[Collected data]
PR #400, opened 2020-01-09
Migrate weldr/lorax rhel8-branch tests to rhel-8-2

jrusz:
I would like to migrate our rhel8-branch tests to rhel-8-2.
Thanks.

### DIFF
--- a/task/testmap.py
+++ b/task/testmap.py
@@ -132,6 +132,14 @@ REPO_BRANCH_CONTEXT = {
         # These can be triggered manually with bots/tests-trigger
         '_manual': [
             'centos-8-stream',
+            'rhel-8-2',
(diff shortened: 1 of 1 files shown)


martinpitt:
Good call, thanks! Did you already manually test these? The usual approach for this kind of move is:

 1) send a PR to add them to the `_manual` branch; that's a fake name that won't auto-trigger, but will allow you to run these tests manually with bots/tests-trigger. This can go in with no trouble.
 2) Trigger the new test in some new lorax PR, and sort out issues
 3) Once everything is green, move them from `_manual` to `master` (or whichever branch they should be triggered for)

jrusz:
Thank you for the advice, I changed the commit to reflect that.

THE PROBLEM
Using the entries above, restate word for word every line from the one that contains "-132,6 +132,14 @@" through the last.

ANSWER AREA
@@ -132,6 +132,14 @@ REPO_BRANCH_CONTEXT = {
         # These can be triggered manually with bots/tests-trigger
         '_manual': [
             'centos-8-stream',
+            'rhel-8-2',
(diff shortened: 1 of 1 files shown)


martinpitt:
Good call, thanks! Did you already manually test these? The usual approach for this kind of move is:

 1) send a PR to add them to the `_manual` branch; that's a fake name that won't auto-trigger, but will allow you to run these tests manually with bots/tests-trigger. This can go in with no trouble.
 2) Trigger the new test in some new lorax PR, and sort out issues
 3) Once everything is green, move them from `_manual` to `master` (or whichever branch they should be triggered for)

jrusz:
Thank you for the advice, I changed the commit to reflect that.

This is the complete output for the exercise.